[[ Entries supplied open ]]

PR #245, opened 2020-08-07
Add units to translate functions

zanaptak:
The `translate*` functions fail to render with non-zero integer values, i.e. `style.transform.translateX 0` will render the style, but `style.transform.translateX 1` won't.

The values are defined as `<length-percentage>` values on [MDN](https://developer.mozilla.org/en-US/docs/Web/CSS/transform-function/translate).

This PR adds `ICssUnit` overloads, and adds `px` to the original `int` overloads.


Zaid-Ajaj:
Thanks a lot @zanaptak for the fix, it should now be included in the Feliz v1.11.0 :rocket: and will available in a bit

PR #557, opened 2023-02-23
Update Fable dotnet tool version

panmona:
This fixes the error with dotnet 7 and also the error with the hooks I reported here: https://github.com/Zaid-Ajaj/Feliz/issues/535#issuecomment-1441418947


Zaid-Ajaj:
That's weird I thought I totally did this yesterday 😓 thanks for spotting it ❤️ merged and published as of Feliz.Template v4.2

[[ Entries supplied closed ]]

What to do: Above are the records. Identify each line that contains the word "functions".

Solution below:
Add units to translate functions
The `translate*` functions fail to render with non-zero integer values, i.e. `style.transform.translateX 0` will render the style, but `style.transform.translateX 1` won't.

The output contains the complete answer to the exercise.